### Records shown
PR #1690, opened 2024-10-25
Scarb Doc: cross item linkage

wawel37:
Waiting for [this](https://github.com/starkware-libs/cairo/pull/6522) to be merged.


Cargo.toml
```diff
@@ -35,30 +35,30 @@ anyhow = "1"
...
+cairo-lang-sierra = { path = "../cairo/crates/cairo-lang-sierra" }
+cairo-lang-sierra-generator = { path = "../cairo/crates/cairo-lang-sierra-generator" }
+cairo-lang-sierra-to-casm = { path = "../cairo/crates/cairo-lang-sierra-to-casm" }
+cairo-lang-sierra-type-size = { path = "../cairo/crates/cairo-lang-sierra-type-size" }
+cairo-lang-starknet = { path = "../cairo/crates/cairo-lang-starknet" }
+cairo-lang-starknet-classes = { path = "../cairo/crates/cairo-lang-starknet-classes" }
+cairo-lang-syntax = { path = "../cairo/crates/cairo-lang-syntax" }
+cairo-lang-test-plugin = { path = "../cairo/crates/cairo-lang-test-plugin" }
+cairo-lang-test-runner = { path = "../cairo/crates/cairo-lang-test-runner" }
+cairo-lang-utils = { path = "../cairo/crates/cairo-lang-utils" }
```
wawel37, line 61: This will get changed when changes are merged on the Cairo side

wawel37:
> Waiting for [this](https://github.com/starkware-libs/cairo/pull/6522) to be merged.

Review ready

extensions/scarb-doc/src/types.rs
```diff
@@ -378,6 +409,80 @@ impl Module {
...
+            ids.insert(trait_.item_data.id, trait_.item_data.clone());
+            trait_.trait_constants.iter().for_each(|item| {
+                ids.insert(item.item_data.id, item.item_data.clone());
+            });
+            trait_.trait_functions.iter().for_each(|item| {
+                ids.insert(item.item_data.id, item.item_data.clone());
+            });
+            trait_.trait_types.iter().for_each(|item| {
+                ids.insert(item.item_data.id, item.item_data.clone());
+            });
```
maciektr, line 464: Maybe those types should also implement `get_all_item_ids`, so we do not need to remember to update this function whenever they change.

maciektr (commented):
Not sure if it's only me or not, but passing this very specific `included_items` everywhere just bothers me a bit 😅 Maybe we can at least hide it behind some abstraction? Something like this is coming to my mind, probably not ideal though: https://gist.github.com/2028017ce043ca137530cd0281fdf55b.git
LMKWYT

wawel37:
> Not sure if it's only me or not, but passing this very specific `included_items` everywhere just bothers me a bit 😅 Maybe we can at least hide it behind some abstraction? Something like this is coming to my mind, probably not ideal though: https://gist.github.com/2028017ce043ca137530cd0281fdf55b.git LMKWYT

I totally agree. Moved the included items to the context. Tbh I don't see any more elegant solve for this problem here, as we need to keep track of those included items throughout creating types and later generating docs. Maybe in the future we can make some refactor, which would keep the context in mind

maciektr (approved):
💪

### Task directions
Exactly as written above, copy out all the records.

### Task result
PR #1690, opened 2024-10-25
Scarb Doc: cross item linkage

wawel37:
Waiting for [this](https://github.com/starkware-libs/cairo/pull/6522) to be merged.


Cargo.toml
```diff
@@ -35,30 +35,30 @@ anyhow = "1"
...
+cairo-lang-sierra = { path = "../cairo/crates/cairo-lang-sierra" }
+cairo-lang-sierra-generator = { path = "../cairo/crates/cairo-lang-sierra-generator" }
+cairo-lang-sierra-to-casm = { path = "../cairo/crates/cairo-lang-sierra-to-casm" }
+cairo-lang-sierra-type-size = { path = "../cairo/crates/cairo-lang-sierra-type-size" }
+cairo-lang-starknet = { path = "../cairo/crates/cairo-lang-starknet" }
+cairo-lang-starknet-classes = { path = "../cairo/crates/cairo-lang-starknet-classes" }
+cairo-lang-syntax = { path = "../cairo/crates/cairo-lang-syntax" }
+cairo-lang-test-plugin = { path = "../cairo/crates/cairo-lang-test-plugin" }
+cairo-lang-test-runner = { path = "../cairo/crates/cairo-lang-test-runner" }
+cairo-lang-utils = { path = "../cairo/crates/cairo-lang-utils" }
```
wawel37, line 61: This will get changed when changes are merged on the Cairo side

wawel37:
> Waiting for [this](https://github.com/starkware-libs/cairo/pull/6522) to be merged.

Review ready

extensions/scarb-doc/src/types.rs
```diff
@@ -378,6 +409,80 @@ impl Module {
...
+            ids.insert(trait_.item_data.id, trait_.item_data.clone());
+            trait_.trait_constants.iter().for_each(|item| {
+                ids.insert(item.item_data.id, item.item_data.clone());
+            });
+            trait_.trait_functions.iter().for_each(|item| {
+                ids.insert(item.item_data.id, item.item_data.clone());
+            });
+            trait_.trait_types.iter().for_each(|item| {
+                ids.insert(item.item_data.id, item.item_data.clone());
+            });
```
maciektr, line 464: Maybe those types should also implement `get_all_item_ids`, so we do not need to remember to update this function whenever they change.

maciektr (commented):
Not sure if it's only me or not, but passing this very specific `included_items` everywhere just bothers me a bit 😅 Maybe we can at least hide it behind some abstraction? Something like this is coming to my mind, probably not ideal though: https://gist.github.com/2028017ce043ca137530cd0281fdf55b.git
LMKWYT

wawel37:
> Not sure if it's only me or not, but passing this very specific `included_items` everywhere just bothers me a bit 😅 Maybe we can at least hide it behind some abstraction? Something like this is coming to my mind, probably not ideal though: https://gist.github.com/2028017ce043ca137530cd0281fdf55b.git LMKWYT

I totally agree. Moved the included items to the context. Tbh I don't see any more elegant solve for this problem here, as we need to keep track of those included items throughout creating types and later generating docs. Maybe in the future we can make some refactor, which would keep the context in mind

maciektr (approved):
💪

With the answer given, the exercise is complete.